- [Data excerpt]:
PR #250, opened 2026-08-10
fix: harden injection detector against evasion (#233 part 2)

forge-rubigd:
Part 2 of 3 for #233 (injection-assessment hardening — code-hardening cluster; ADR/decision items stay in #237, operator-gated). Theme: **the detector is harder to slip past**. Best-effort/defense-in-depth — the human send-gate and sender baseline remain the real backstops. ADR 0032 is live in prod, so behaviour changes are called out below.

- [What you need to do]:
Each line above needs to be repeated exactly, with nothing omitted.

- [Task solution]:
PR #250, opened 2026-08-10
fix: harden injection detector against evasion (#233 part 2)

forge-rubigd:
Part 2 of 3 for #233 (injection-assessment hardening — code-hardening cluster; ADR/decision items stay in #237, operator-gated). Theme: **the detector is harder to slip past**. Best-effort/defense-in-depth — the human send-gate and sender baseline remain the real backstops. ADR 0032 is live in prod, so behaviour changes are called out below.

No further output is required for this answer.